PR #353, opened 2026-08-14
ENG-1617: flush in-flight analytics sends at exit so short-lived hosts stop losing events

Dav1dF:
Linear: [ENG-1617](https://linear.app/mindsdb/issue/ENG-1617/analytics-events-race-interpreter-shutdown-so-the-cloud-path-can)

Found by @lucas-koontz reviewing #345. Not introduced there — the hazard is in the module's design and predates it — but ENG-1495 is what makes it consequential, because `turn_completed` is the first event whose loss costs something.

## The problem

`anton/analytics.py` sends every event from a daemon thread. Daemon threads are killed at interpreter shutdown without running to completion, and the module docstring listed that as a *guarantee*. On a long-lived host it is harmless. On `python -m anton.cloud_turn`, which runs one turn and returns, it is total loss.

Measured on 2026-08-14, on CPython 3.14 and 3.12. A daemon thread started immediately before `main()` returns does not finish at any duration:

==

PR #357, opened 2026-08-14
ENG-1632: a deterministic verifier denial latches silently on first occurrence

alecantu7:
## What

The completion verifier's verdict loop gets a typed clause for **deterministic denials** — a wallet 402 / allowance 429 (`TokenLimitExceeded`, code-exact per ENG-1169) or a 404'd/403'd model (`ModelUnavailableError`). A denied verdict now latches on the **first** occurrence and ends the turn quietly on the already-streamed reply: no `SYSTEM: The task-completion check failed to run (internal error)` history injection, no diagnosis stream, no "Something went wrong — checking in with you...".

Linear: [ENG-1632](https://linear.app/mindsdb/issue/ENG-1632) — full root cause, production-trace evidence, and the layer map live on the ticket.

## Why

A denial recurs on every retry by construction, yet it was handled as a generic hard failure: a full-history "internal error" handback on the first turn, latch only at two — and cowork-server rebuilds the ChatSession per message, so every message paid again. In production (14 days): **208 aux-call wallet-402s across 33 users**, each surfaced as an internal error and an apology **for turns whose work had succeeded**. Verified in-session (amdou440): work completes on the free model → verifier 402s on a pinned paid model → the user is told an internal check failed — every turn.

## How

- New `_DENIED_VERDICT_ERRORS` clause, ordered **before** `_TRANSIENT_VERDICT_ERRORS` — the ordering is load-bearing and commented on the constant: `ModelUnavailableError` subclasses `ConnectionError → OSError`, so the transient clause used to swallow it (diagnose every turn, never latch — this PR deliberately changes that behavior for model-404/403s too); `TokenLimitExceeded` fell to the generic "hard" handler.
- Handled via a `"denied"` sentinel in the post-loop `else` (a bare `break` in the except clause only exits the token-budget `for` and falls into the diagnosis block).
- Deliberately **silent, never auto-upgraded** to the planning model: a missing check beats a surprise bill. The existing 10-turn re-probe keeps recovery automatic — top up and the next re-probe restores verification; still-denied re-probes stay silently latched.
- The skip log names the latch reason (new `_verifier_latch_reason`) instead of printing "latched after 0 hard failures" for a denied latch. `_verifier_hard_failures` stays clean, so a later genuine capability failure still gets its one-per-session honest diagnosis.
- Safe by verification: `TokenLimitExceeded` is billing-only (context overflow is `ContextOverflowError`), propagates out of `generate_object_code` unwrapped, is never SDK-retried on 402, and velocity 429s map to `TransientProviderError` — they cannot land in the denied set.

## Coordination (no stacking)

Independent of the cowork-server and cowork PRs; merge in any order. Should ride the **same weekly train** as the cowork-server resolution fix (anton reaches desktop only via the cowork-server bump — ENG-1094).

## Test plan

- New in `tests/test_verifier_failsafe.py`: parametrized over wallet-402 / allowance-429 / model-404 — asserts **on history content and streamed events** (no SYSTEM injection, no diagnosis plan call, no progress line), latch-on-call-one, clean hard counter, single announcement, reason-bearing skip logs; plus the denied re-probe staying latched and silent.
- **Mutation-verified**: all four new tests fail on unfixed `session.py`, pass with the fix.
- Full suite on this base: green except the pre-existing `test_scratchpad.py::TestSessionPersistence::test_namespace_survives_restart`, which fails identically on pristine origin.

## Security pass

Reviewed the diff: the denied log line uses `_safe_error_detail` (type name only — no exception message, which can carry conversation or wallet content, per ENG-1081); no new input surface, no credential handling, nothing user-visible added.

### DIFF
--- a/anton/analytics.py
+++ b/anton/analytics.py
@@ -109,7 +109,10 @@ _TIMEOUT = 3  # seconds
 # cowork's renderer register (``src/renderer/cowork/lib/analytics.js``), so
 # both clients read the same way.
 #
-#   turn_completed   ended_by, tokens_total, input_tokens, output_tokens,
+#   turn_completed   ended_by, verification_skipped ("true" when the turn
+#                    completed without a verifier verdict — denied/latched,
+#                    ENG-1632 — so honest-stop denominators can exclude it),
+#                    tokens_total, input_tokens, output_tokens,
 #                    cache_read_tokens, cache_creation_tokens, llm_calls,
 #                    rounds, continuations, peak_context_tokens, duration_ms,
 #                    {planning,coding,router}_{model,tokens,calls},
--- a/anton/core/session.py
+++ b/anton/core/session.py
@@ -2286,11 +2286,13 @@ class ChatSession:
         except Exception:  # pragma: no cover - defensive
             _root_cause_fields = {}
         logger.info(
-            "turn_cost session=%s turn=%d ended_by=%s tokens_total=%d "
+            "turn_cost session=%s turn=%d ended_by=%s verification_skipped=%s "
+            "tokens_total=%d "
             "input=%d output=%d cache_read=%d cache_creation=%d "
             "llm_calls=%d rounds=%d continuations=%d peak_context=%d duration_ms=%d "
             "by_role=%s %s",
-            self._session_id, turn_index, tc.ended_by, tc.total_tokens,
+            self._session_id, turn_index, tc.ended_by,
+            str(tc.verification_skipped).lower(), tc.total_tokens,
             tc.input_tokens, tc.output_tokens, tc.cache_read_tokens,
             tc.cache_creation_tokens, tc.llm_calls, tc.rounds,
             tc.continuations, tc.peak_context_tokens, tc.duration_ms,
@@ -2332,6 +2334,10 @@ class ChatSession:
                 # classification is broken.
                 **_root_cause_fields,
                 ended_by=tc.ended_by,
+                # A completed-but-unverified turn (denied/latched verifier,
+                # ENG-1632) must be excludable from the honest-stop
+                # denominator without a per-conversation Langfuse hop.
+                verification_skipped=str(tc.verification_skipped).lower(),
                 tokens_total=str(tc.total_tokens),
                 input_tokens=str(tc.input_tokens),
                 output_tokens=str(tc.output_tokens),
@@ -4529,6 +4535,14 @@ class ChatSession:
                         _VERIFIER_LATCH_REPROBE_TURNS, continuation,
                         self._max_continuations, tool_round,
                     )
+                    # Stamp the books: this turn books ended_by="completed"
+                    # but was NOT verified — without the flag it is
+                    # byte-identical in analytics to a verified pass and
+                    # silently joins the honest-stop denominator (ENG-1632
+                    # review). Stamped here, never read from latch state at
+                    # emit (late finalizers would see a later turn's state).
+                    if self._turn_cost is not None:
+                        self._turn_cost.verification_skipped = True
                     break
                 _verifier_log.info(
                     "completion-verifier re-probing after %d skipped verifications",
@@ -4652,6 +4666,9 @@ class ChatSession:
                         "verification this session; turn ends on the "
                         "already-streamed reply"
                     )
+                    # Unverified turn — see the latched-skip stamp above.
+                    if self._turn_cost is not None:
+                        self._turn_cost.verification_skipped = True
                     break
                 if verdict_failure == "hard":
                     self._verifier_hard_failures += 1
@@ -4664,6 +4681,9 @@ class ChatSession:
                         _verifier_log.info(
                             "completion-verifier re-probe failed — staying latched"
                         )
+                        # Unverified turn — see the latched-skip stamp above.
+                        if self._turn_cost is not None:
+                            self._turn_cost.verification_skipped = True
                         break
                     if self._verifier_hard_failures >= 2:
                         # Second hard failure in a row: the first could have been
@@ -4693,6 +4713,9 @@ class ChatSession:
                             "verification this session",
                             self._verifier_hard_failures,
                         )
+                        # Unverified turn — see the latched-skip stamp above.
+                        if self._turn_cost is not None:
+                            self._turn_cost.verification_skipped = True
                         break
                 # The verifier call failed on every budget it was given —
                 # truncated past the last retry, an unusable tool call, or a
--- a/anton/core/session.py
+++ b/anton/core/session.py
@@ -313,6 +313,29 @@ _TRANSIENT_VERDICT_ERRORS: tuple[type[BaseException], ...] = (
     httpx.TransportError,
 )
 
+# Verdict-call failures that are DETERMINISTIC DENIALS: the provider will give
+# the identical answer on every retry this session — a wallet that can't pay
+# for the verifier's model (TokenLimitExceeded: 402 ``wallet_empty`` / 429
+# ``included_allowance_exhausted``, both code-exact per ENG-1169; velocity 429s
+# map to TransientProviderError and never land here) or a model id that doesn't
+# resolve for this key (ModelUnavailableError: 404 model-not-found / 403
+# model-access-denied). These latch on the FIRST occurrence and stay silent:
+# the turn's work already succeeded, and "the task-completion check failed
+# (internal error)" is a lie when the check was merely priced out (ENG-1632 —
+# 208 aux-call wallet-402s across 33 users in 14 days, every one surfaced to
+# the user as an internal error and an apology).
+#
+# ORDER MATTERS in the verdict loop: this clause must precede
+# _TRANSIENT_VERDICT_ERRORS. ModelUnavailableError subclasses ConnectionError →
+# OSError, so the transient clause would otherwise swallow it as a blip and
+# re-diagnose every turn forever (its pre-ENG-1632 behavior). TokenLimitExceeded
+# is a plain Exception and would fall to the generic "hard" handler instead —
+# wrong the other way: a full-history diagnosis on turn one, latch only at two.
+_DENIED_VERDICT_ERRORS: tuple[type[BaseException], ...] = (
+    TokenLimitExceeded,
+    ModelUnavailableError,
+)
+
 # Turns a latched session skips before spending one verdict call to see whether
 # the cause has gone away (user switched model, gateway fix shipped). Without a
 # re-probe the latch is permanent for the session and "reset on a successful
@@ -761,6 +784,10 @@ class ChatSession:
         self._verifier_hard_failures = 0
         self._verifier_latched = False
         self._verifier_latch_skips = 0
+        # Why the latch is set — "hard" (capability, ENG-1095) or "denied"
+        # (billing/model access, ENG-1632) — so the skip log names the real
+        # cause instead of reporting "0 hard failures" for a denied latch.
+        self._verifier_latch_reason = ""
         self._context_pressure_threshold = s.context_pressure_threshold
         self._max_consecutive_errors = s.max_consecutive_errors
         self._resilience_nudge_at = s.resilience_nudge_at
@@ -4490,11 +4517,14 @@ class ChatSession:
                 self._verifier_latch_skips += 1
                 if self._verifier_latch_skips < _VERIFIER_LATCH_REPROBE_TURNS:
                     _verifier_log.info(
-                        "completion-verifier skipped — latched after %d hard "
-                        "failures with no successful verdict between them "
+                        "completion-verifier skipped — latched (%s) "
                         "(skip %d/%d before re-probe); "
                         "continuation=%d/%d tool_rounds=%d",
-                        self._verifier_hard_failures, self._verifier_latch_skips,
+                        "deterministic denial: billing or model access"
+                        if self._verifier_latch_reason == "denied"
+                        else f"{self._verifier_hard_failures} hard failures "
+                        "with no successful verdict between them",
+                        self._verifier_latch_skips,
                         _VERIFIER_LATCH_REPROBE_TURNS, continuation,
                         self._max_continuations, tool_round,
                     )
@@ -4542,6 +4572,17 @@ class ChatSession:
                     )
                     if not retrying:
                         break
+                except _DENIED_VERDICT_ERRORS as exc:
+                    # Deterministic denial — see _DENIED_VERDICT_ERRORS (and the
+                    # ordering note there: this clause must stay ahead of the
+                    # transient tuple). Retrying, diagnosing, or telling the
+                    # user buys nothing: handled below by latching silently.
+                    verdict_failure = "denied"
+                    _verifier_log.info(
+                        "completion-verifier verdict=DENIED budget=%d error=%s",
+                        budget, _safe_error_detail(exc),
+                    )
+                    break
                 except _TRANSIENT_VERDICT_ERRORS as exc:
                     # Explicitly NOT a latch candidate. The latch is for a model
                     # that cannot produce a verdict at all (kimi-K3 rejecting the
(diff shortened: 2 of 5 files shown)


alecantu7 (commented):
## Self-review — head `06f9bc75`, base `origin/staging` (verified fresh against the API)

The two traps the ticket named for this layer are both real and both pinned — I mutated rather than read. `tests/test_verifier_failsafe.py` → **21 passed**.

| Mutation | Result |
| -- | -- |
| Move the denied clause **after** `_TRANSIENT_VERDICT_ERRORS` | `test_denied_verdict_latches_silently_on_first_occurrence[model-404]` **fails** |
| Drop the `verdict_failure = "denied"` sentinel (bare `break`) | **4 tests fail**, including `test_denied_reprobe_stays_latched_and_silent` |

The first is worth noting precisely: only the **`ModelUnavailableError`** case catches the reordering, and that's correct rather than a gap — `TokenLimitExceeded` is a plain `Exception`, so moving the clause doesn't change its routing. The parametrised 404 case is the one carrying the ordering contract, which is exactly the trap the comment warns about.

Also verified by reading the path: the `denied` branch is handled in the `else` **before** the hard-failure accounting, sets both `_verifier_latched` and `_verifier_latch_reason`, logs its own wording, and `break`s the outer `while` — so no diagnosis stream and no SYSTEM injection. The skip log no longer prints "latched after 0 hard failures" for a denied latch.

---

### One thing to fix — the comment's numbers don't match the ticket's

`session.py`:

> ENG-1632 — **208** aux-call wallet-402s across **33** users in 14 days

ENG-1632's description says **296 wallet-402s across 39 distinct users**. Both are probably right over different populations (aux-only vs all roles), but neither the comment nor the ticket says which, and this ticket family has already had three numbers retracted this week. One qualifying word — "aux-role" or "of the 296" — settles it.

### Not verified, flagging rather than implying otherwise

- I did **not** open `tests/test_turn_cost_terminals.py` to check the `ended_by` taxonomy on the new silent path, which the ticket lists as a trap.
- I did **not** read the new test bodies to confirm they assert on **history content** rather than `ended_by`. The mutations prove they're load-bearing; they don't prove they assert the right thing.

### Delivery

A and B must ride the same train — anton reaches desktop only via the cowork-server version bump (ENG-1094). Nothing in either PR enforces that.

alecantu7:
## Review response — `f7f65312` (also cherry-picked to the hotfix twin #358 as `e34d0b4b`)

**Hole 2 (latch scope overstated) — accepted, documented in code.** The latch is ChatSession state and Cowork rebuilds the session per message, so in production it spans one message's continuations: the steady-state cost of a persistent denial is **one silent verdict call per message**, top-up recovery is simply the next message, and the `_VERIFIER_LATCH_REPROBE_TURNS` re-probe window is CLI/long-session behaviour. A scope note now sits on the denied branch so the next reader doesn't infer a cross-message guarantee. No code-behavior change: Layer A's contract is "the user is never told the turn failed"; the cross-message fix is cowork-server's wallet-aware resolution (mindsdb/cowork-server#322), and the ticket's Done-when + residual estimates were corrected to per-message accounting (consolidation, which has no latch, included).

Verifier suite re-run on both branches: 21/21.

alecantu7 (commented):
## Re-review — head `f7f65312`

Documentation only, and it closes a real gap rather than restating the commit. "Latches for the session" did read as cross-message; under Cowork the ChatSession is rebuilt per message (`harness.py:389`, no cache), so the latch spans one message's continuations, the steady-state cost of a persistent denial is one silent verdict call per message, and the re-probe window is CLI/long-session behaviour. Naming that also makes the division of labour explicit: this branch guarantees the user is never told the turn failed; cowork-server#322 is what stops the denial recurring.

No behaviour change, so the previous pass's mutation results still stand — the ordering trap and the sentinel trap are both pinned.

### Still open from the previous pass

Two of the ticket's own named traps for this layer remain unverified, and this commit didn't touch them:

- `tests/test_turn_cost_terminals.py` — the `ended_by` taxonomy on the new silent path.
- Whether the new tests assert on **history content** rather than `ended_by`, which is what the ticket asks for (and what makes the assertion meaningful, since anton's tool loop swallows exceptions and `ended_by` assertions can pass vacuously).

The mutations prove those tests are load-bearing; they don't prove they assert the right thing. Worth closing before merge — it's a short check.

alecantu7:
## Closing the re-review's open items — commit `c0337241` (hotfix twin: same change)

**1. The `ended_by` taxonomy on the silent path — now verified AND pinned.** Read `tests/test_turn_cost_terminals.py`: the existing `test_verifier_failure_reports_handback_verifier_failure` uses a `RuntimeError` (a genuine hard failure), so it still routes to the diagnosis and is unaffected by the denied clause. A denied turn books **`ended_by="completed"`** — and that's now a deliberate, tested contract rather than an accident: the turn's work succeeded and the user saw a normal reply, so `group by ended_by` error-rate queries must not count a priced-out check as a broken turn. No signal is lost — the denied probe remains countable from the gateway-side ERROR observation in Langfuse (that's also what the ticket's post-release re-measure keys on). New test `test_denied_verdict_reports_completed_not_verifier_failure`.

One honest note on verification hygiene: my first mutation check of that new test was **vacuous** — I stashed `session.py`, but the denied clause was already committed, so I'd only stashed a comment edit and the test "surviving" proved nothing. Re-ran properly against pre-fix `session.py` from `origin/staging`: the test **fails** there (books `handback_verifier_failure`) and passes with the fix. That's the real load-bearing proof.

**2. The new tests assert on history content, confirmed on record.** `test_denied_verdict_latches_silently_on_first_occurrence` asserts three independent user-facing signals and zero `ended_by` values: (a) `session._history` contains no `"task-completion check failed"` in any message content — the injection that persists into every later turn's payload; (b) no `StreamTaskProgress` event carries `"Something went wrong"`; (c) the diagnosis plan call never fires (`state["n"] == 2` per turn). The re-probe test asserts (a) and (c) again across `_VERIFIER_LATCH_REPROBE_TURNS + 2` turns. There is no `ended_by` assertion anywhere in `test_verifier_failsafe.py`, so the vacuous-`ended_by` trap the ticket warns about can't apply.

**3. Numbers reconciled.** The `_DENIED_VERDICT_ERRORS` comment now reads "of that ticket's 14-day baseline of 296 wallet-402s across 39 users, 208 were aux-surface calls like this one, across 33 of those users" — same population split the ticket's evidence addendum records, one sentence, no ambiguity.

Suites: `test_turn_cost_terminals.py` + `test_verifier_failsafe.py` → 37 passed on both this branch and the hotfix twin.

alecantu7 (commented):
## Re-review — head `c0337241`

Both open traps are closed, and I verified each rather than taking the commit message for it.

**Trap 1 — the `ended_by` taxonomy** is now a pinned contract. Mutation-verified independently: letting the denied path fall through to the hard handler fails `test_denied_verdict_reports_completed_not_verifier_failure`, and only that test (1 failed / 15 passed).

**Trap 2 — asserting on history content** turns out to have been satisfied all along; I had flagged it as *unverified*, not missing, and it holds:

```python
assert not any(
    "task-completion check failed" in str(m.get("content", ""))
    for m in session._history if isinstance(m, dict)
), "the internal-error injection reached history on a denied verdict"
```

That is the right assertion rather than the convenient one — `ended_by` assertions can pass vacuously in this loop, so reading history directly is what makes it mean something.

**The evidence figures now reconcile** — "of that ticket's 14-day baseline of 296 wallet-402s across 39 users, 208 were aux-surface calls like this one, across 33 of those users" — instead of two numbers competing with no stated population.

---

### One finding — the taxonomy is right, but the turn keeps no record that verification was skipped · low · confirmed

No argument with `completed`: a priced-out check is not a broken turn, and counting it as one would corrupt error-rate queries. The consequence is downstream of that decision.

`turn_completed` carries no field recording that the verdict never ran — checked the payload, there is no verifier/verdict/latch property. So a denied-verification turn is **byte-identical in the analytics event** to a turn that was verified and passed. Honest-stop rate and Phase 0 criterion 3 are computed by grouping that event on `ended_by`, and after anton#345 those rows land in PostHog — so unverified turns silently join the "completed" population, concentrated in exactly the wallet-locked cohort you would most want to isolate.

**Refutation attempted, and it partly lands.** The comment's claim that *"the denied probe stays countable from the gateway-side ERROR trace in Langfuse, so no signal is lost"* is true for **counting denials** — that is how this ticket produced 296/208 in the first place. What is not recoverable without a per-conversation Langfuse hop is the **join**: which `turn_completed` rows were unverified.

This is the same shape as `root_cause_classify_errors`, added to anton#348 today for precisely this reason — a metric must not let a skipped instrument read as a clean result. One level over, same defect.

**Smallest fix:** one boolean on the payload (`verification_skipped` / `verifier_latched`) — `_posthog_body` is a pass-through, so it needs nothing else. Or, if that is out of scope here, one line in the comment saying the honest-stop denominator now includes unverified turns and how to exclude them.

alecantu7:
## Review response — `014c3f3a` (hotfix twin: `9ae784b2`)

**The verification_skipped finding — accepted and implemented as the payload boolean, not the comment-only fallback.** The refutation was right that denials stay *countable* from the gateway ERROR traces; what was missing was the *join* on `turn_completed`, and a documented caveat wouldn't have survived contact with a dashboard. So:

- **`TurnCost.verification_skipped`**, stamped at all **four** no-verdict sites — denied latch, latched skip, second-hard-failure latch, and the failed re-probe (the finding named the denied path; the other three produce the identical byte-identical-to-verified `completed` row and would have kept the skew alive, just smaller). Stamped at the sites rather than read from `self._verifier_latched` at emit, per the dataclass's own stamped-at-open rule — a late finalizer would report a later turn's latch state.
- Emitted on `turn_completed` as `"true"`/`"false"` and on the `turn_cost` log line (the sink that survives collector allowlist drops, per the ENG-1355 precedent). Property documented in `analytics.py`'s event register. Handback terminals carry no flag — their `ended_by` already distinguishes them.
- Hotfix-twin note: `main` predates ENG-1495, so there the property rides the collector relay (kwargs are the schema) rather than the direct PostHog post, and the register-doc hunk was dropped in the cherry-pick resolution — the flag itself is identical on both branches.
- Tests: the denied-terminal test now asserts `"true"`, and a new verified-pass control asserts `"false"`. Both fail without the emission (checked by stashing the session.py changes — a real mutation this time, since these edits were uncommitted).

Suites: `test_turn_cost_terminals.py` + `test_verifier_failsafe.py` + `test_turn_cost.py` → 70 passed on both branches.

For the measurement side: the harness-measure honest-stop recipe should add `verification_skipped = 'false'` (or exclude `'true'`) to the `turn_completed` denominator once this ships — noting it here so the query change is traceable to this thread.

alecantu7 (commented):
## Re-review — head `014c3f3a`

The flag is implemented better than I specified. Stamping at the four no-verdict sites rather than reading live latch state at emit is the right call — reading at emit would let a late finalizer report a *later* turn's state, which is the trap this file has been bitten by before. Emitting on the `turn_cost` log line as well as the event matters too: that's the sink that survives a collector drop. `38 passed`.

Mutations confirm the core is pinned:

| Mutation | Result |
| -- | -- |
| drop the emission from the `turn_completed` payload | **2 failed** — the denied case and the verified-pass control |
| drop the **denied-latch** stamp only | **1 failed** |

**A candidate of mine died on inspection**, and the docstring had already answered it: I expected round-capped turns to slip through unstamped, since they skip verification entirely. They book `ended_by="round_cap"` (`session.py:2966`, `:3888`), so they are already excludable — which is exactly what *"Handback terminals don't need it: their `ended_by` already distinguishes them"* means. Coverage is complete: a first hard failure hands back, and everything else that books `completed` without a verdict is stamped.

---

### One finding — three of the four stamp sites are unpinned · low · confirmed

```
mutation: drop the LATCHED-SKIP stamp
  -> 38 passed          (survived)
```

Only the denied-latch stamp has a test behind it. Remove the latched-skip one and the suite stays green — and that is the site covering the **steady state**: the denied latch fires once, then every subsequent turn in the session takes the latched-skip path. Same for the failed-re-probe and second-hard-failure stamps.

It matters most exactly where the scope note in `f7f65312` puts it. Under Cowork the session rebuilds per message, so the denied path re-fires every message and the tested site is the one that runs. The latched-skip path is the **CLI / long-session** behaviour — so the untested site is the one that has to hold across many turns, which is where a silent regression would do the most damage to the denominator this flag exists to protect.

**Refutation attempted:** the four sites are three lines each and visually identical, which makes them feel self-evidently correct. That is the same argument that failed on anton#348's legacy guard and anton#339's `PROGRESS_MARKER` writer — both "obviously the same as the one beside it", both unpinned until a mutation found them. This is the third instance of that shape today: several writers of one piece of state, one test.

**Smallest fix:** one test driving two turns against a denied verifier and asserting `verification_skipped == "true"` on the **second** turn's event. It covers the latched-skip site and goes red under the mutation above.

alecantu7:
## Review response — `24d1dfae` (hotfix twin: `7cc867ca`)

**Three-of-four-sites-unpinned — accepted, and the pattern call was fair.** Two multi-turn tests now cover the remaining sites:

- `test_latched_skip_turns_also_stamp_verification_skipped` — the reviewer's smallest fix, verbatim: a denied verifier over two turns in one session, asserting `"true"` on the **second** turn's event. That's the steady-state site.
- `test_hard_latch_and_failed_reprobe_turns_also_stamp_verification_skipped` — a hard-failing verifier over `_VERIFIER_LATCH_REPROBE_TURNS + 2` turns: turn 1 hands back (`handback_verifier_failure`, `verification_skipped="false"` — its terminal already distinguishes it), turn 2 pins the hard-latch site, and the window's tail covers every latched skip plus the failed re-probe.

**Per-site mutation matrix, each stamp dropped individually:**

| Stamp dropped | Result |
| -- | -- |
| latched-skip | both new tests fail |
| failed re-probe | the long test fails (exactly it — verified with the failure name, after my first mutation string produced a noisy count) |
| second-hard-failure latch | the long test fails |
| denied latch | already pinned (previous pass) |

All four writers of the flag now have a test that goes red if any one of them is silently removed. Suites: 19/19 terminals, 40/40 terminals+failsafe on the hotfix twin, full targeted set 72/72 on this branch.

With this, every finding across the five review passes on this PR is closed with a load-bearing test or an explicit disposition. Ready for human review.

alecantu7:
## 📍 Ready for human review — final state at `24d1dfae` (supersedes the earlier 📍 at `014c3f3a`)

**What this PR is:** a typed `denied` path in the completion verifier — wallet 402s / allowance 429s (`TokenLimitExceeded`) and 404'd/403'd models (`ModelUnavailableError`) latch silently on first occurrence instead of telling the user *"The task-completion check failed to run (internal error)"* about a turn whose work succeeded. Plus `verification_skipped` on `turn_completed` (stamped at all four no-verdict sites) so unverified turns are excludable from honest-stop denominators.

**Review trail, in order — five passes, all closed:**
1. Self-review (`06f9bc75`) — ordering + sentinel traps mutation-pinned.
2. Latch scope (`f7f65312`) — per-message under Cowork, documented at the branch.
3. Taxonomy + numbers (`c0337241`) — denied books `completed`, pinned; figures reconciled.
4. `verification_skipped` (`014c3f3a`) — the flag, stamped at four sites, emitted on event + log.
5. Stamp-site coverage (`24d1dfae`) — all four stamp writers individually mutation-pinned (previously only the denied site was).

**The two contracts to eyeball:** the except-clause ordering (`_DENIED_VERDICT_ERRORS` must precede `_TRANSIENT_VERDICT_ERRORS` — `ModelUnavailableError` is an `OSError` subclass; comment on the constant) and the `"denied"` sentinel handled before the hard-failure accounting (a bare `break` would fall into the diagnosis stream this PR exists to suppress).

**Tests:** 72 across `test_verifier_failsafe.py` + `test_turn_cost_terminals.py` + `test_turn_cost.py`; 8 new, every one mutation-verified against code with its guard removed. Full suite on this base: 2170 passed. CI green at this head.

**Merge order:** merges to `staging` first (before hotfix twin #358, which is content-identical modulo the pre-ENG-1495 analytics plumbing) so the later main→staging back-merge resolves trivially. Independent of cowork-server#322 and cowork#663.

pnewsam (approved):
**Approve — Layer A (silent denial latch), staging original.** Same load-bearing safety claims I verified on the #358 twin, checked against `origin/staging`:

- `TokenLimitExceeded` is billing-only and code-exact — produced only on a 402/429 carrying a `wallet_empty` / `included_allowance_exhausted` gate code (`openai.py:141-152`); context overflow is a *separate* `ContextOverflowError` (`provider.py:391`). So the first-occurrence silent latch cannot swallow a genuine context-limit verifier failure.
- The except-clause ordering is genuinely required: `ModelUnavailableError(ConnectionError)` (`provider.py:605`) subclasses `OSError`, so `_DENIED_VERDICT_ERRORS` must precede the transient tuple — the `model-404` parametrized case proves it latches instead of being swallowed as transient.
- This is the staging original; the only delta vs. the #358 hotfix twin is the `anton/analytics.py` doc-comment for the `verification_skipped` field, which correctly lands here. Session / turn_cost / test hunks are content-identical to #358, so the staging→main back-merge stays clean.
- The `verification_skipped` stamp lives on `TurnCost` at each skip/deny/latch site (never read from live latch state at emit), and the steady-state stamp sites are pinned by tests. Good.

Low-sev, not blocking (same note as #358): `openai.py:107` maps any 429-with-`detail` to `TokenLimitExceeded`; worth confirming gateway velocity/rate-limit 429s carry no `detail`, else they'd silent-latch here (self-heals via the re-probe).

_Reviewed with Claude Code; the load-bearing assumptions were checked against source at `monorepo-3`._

--

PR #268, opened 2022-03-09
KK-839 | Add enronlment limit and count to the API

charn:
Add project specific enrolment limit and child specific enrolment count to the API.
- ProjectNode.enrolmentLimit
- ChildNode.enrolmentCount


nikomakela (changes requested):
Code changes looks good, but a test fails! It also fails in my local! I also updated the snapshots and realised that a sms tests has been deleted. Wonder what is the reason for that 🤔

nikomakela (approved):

▶ _AIM OF THE TASK_
Retype only the stretch of lines above starting at the one with "PR #353, opened 2026-08-14" and stopping at the one with "Measured on 2026-08-14, on", exactly as written, with both kept.

▶ _RESULT FOR THIS TASK_
PR #353, opened 2026-08-14
ENG-1617: flush in-flight analytics sends at exit so short-lived hosts stop losing events

Dav1dF:
Linear: [ENG-1617](https://linear.app/mindsdb/issue/ENG-1617/analytics-events-race-interpreter-shutdown-so-the-cloud-path-can)

Found by @lucas-koontz reviewing #345. Not introduced there — the hazard is in the module's design and predates it — but ENG-1495 is what makes it consequential, because `turn_completed` is the first event whose loss costs something.

## The problem

`anton/analytics.py` sends every event from a daemon thread. Daemon threads are killed at interpreter shutdown without running to completion, and the module docstring listed that as a *guarantee*. On a long-lived host it is harmless. On `python -m anton.cloud_turn`, which runs one turn and returns, it is total loss.

Measured on 2026-08-14, on CPython 3.14 and 3.12. A daemon thread started immediately before `main()` returns does not finish at any duration:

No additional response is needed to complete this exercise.